**Data to process**
——
Issue #109, opened 2023-09-22
Decoupling the llm backend


veeragoni:
**Is your feature request related to a problem? Please describe.**
I see the library is tightly coupled with openai function calling. but it would be good to decouple the model from pydantic way of doing things and use any model (llms from langchain) that way we can experiment with smaller/self-hosted/other cloud models

**Describe the solution you'd like**
ability to pass pydantic structures to any llm and get results back. for eample, something like using langchain tools where function calling is isolated from llm.

**Describe alternatives you've considered**
custom tools in langchain implementation for function calling

**Additional context**
not sure its already possible. I haven't experimented yet, but it looks like its coupled based on the repo subtitles /examples

jxnl:
take a look at askmarvin.ai !

jxnl:
what is the issue with using the pydantic output parser in langchain or llamaindex?

PR #116, opened 2023-10-11
Add support for Llama2, Claude, Palm, Cohere, Replicate (100+ LLMs)

krrishdholakia:
Hi @jxnl @jlondonobo,

Noticed some users asking for other models - https://github.com/jxnl/instructor/issues/109. 

My PR shows users how to call their LLM providers (bedrock, togetherai, huggingface tgi, replicate, ai21, cohere, ai21 etc.) by pointing your openai endpoint to a [local proxy](https://docs.litellm.ai/docs/proxy_server) they can use for experimentation with self-hosted Sweep.

This makes **no code changes** to Instructor.

Happy to add additional tests/documentation if the initial PR looks good.

### DIFF
--- a/README.md
+++ b/README.md
@@ -140,6 +140,60 @@ model = openai.ChatCompletion.create(
 assert model.name == "JASON"
 ```
 
+## Use Anthropic,Huggingface,Palm,Ollama, etc.[Full List](https://docs.litellm.ai/docs/providers)
+
+### Create OpenAI-proxy
+We'll use [LiteLLM](https://docs.litellm.ai/docs/) to create an OpenAI-compatible endpoint, that translates OpenAI calls to any of the [supported providers](https://docs.litellm.ai/docs/providers).
+
+
+Example to use a local CodeLLama model from Ollama.ai with Instructor: 
+
+Let's spin up a proxy server to route any OpenAI call from Instructor to Ollama/CodeLlama
+
+```python
+pip install litellm
+```
+```python
+$ litellm --model ollama/codellama
+
+#INFO: Ollama running on http://0.0.0.0:8000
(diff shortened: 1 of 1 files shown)


jxnl:
wait all thes support function calls now?

krrishdholakia:
for the ones that aren't supported, you can set `--add_function_prompt` and litellm will catch that and map it to the system prompt instead

README.md
```diff
@@ -140,6 +140,60 @@ model = openai.ChatCompletion.create(
...
+    def validate_name(cls, v):
+        if v.upper() != v:
+            raise ValueError("Name must be in uppercase.")
+        return v
+
+model = openai.ChatCompletion.create(
+    model="gpt-3.5-turbo",
+    response_model=UserDetails,
+    max_retries=2,
+    api_base="http://0.0.0.0:8000",
```
jxnl, line 188: Can this be done via the `openai.api_base` as well?

README.md
```diff
@@ -140,6 +140,60 @@ model = openai.ChatCompletion.create(
...
+
+#INFO: Ollama running on http://0.0.0.0:8000
+```
+
+[Docs](https://docs.litellm.ai/docs/proxy_server)
+
+### Update Instructor
+
+```python
+import instructor
```
jxnl, line 167: are we missing an import?

jxnl:
1) can you add some examples like `example/lite-llm`
2) add it to the docs/index.md

jxnl:
> @krrishdholakia was this discarded/discontinued? Seemed like something I and others would want.

i believe you can use litellm and just patch the client as you would normally docs were not added but i believe they have support now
——
**What you are asked to do**
Provide only the count of lines in the material above that hold the word "users".

**Response to the task**
2